* _What to do_: Say only how many lines in the entries below contain the word "because".

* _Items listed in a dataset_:
=======

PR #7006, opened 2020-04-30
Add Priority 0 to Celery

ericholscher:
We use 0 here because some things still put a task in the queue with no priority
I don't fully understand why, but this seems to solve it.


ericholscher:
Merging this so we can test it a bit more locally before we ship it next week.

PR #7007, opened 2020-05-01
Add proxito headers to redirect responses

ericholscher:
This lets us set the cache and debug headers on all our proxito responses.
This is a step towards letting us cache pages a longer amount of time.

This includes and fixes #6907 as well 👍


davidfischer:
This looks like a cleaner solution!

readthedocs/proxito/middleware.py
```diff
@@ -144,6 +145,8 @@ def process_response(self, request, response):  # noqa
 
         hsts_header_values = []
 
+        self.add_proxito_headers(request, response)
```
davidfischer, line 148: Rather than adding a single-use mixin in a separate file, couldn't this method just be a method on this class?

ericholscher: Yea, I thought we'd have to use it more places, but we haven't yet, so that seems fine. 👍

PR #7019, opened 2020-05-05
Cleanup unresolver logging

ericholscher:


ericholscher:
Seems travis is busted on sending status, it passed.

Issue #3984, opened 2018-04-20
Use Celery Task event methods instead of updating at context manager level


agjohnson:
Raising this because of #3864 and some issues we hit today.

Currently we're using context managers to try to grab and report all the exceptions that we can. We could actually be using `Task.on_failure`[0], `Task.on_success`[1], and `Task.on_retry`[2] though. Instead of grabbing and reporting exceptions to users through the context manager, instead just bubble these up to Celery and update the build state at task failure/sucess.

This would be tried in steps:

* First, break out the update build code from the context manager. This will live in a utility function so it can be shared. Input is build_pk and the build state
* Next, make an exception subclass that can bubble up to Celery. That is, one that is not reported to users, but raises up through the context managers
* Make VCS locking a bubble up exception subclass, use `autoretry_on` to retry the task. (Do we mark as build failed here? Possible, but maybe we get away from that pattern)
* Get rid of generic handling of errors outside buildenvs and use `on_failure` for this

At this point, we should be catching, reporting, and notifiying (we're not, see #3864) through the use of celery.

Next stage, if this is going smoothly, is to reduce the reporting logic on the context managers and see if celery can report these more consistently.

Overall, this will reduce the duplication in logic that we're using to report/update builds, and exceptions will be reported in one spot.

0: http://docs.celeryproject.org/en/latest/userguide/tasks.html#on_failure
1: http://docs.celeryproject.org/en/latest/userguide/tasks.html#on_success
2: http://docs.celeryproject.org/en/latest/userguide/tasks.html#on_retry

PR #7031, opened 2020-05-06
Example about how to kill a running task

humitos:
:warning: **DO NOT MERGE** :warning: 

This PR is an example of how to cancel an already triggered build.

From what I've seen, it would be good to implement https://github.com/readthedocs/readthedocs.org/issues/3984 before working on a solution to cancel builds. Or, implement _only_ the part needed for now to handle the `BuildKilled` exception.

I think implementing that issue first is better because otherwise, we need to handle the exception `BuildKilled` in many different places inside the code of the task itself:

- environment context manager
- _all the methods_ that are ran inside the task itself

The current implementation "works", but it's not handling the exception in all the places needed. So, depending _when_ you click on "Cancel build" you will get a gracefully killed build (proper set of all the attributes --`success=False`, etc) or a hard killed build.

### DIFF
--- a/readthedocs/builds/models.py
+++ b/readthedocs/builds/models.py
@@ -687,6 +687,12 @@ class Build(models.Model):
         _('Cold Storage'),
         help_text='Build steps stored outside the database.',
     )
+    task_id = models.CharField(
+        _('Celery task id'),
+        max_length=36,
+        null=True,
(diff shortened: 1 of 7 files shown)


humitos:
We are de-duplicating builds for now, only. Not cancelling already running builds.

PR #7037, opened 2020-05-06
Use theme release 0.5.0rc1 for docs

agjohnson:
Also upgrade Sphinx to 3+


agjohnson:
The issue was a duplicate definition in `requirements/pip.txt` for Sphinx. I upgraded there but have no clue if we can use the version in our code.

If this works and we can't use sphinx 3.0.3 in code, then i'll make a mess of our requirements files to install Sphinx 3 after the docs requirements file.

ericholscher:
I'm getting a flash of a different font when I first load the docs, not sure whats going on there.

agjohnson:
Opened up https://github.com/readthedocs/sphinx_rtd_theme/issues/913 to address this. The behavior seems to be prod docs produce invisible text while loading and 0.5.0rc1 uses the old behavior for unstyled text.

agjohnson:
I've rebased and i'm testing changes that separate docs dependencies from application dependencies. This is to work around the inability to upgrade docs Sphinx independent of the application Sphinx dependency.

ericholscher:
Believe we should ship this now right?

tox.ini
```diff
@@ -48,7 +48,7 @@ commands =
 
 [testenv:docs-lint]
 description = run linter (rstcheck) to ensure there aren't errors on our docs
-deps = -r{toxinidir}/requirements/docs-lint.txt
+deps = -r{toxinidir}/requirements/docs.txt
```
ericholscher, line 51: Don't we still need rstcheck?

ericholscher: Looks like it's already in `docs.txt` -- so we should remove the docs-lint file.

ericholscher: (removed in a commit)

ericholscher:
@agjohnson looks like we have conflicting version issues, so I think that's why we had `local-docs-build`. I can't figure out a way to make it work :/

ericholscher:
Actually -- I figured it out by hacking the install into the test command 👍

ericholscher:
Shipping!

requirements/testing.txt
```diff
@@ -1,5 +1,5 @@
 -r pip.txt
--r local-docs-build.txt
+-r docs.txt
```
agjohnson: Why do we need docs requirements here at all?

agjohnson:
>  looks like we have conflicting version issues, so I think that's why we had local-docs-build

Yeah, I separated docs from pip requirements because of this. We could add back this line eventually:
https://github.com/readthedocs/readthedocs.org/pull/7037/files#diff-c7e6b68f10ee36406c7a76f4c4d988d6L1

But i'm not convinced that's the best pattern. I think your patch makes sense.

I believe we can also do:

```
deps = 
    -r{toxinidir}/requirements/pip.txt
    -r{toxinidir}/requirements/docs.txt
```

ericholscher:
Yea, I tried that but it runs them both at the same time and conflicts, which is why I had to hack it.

=======

* _Your response_: 4